### Problem description
Using "that" as the search string, find the matching lines below and copy them.

Data provided START

PR #3261, opened 2026-03-19
feat(node): add versioned defaults and strictCapture option

lricoy:
## Problem

We have seen some cases of people using the posthog-js method signature for capturing events like `capture(event: string, properties?: PostHogEventProperties, options?: PostHogCaptureOptions): void` instead of `capture(props: EventMessage): void` this would bring up a warning log `Called capture() with a string as the first argument when an object was expected.` but many undesired behavior as well.

## Changes

Add a new `defaults` option to avoid a breaking change and a new `strictCapture` config that when combined with the new default config option will make the code path throw instead of just warning.

### Libraries affected

- [ ] All of them
- [ ] posthog-js (web)
- [x] posthog-node
- [ ] posthog-react-native
- [ ] @posthog/react
- [ ] @posthog/ai
- [ ] @posthog/convex
- [ ] @posthog/next
- [ ] @posthog/nextjs-config
- [ ] @posthog/nuxt
- [ ] @posthog/rollup-plugin
- [ ] @posthog/webpack-plugin
- [ ] @posthog/types

## Checklist

- [x] Tests for new code

### If releasing new changes

### DIFF
--- a/packages/node/examples/strict-capture-test.mjs
+++ b/packages/node/examples/strict-capture-test.mjs
@@ -1,4 +1,5 @@
 #!/usr/bin/env node
+/* eslint-env node */
 /**
  * Strict Capture Demo
  *
@@ -8,13 +9,17 @@
  *
  * Usage:
  *   node examples/strict-capture-test.mjs
+ *   POSTHOG_PROJECT_API_KEY=phc_... node examples/strict-capture-test.mjs
  */
 
 const { PostHog } = await import('../dist/entrypoints/index.node.mjs')
 
+const API_KEY = process.env.POSTHOG_PROJECT_API_KEY || 'fake-key'
+const HOST = process.env.POSTHOG_HOST || 'http://localhost:8000'
+
 // --- Strict mode (via versioned defaults) ---
-const strict = new PostHog('fake-key', {
-  host: 'http://localhost:8000',
+const strict = new PostHog(API_KEY, {
+  host: HOST,
   defaults: '2026-03-19',
 })
 
@@ -30,8 +35,8 @@ try {
 }
 
 // --- Legacy mode (no defaults) ---
-const legacy = new PostHog('fake-key', {
-  host: 'http://localhost:8000',
+const legacy = new PostHog(API_KEY, {
+  host: HOST,
 })
 legacy.debug(true)
 


packages/node/src/client.ts
```diff
@@ -431,7 +440,11 @@ export abstract class PostHogBackendClient extends PostHogCoreStateless implemen
    */
   capture(props: EventMessage): void {
     if (typeof props === 'string') {
-      this._logger.warn('Called capture() with a string as the first argument when an object was expected.')
+      const msg = 'Called capture() with a string as the first argument when an object was expected.'
+      if (this.options.strictCapture) {
+        throw new TypeError(msg)
```
marandaneto, line 445: IMO SDKs should never throw, SDKs should degrade gracefully and warn/log out if something is wrong (which is whats happening here).
Curious why people called with the wrong params tho, though. Was it not up-to-date documentation? LLMs guessing public APIs?

pauldambra: really silly question... why not accept both?
we have a situation where we'd like the SDKs to be similar but they're not
LLMs are gonna make the mistake
just have them all accept all the options 🤷

marandaneto: all fine aligning the behaviour.
my comment is about not crashing peoples apps in production, i prefer a degrade gracefully approach/log out rather than being the one to blame, this is a best practices approach for sdks.
i'd be ok to throw if its not a production build.

pauldambra: yep, agree!

lricoy: Sounds good, but would we still change the behavior with the new `strictCapture` or. `defaults` config so it is not a breaking change, or do you two think we can change the behavior in a non-production build?

For context, I've seen this on 3 occasions that I recall:

- LLM hallucinated or chose the wrong SDK options
- No TS, so the function signature wasn't checked
- Used on a file that ran on both server/frontend with a custom bundling/wrapper step, so the wrong SDK was being used

marandaneto: i think its always ok if we throw so agents or humans would know they have to fix something during dev/debug builds
i think its not ok if its a release/production build

a very simple example

sdk throws if no api token is set, makes a lot of sense in theory
the api token is set from build vars, ci, etc
well that build var, ci or something was unset for reasons, bug happens, permissions, etc
you deployed a new version anyway
now all of your users cant use your app because the sdk left the app in a broken state

this is obv the worst case scenario

lricoy: Yeah, makes sense, I am on board. Thanks @marandaneto !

Data provided END

### Finished task
Add a new `defaults` option to avoid a breaking change and a new `strictCapture` config that when combined with the new default config option will make the code path throw instead of just warning.
For context, I've seen this on 3 occasions that I recall:
- Used on a file that ran on both server/frontend with a custom bundling/wrapper step, so the wrong SDK was being used
well that build var, ci or something was unset for reasons, bug happens, permissions, etc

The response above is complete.